◆ **Activity**:
Once every line below has been checked for "callback", give only the number of lines that have it.

Collected data entries
▽

PR #326, opened 2019-12-29
0.5.1

David-OConnor:
Includes a few recently changes, but is mainly to rebuild the docs.

### DIFF
--- a/src/lib.rs
+++ b/src/lib.rs
@@ -1,7 +1,11 @@
 //! See readme for details.
 
 //#![deny(missing_docs)]
-#![allow(clippy::use_self, clippy::single_match_else)]
+#![allow(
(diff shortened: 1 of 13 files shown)


src/lib.rs
```diff
@@ -14,8 +14,10 @@ pub use crate::{
     browser::dom::cast::{
         to_html_el, to_input, to_kbevent, to_mouse_event, to_select, to_textarea,
     },
+    browser::service::fetch,
     browser::service::fetch::{Method, Request, ResponseDataResult, ResponseResult},
```
MartinKavik: `browser::service::fetch::{self, Method, Request, ResponseDataResult, ResponseResult}` could be cleaner.

PR #337, opened 2020-01-21
impl Clone manually for EventHandler<Ms>

MuhannadAlrusayni:
the current implementation does require `Ms` to impl `Clone` :D
https://doc.rust-lang.org/stable/std/clone/trait.Clone.html#derivable

### DIFF
--- a/src/virtual_dom/event_handler_manager/event_handler.rs
+++ b/src/virtual_dom/event_handler_manager/event_handler.rs
@@ -2,11 +2,19 @@ use crate::app::MessageMapper;
 use crate::virtual_dom::Ev;
 use std::{fmt, rc::Rc};
 
-#[derive(Clone)]
 /// `EventHandler`s are called by DOM event listeners with the same trigger (an event to listen to).
 pub struct EventHandler<Ms> {
     pub trigger: Ev,
     pub callback: Rc<dyn Fn(web_sys::Event) -> Ms>,
+}
+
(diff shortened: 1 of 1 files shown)


MartinKavik:
Yeah, it's annoying because of the current Rust `#[derive(Clone)]` implementation.
Add line like this
https://github.com/seed-rs/seed/blob/5d94d966fec97d7b4dfa841259f87fa5dbcb831a/src/virtual_dom/node/el.rs#L34
if you want.
Then we can merge it.

MartinKavik:
Yeah, I didn't notice your link :)

src/virtual_dom/event_handler_manager/event_handler.rs
```diff
@@ -2,13 +2,21 @@ use crate::app::MessageMapper;
...
 pub struct EventHandler<Ms> {
     pub trigger: Ev,
     pub callback: Rc<dyn Fn(web_sys::Event) -> Ms>,
 }
 
+impl<Ms> Clone for EventHandler<Ms> {
+    fn clone(&self) -> Self {
+        Self {
+            trigger: self.trigger.clone(),
+            callback: self.callback.clone(),
```
MartinKavik: `callback: Rc::clone(..)` pls

MartinKavik:
yes, I'll merge it as soon as tests pass

PR #352, opened 2020-02-13
Refactoring: replace `Result<T, T>` with just `T`

TatriX:
There is no point in having `Result<T, T>` instead of just `T`.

△

◆ **Answer section**:
4